━━━ Raw data ━━━
PR #21, opened 2023-10-06
Changes to allow Login and Logout to function better in SSR only mode

jim-taylor-business:
adjusts login and logout behaviour depending on whether javascript is enabled.

you may have noticed that there are signals set up now to make the login/logout cause updates around the app using a provide_context signal.

other changes are non-functional


jim-taylor-business:
would love to get this PE in as well @dessalines as it completes my recent work

thanks for your help

SleeplessOne1917 (approved):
━━━
About this task => Each record is to be transcribed exactly and in full.

Answer to the problem =>
PR #21, opened 2023-10-06
Changes to allow Login and Logout to function better in SSR only mode

jim-taylor-business:
adjusts login and logout behaviour depending on whether javascript is enabled.

you may have noticed that there are signals set up now to make the login/logout cause updates around the app using a provide_context signal.

other changes are non-functional


jim-taylor-business:
would love to get this PE in as well @dessalines as it completes my recent work

thanks for your help

SleeplessOne1917 (approved):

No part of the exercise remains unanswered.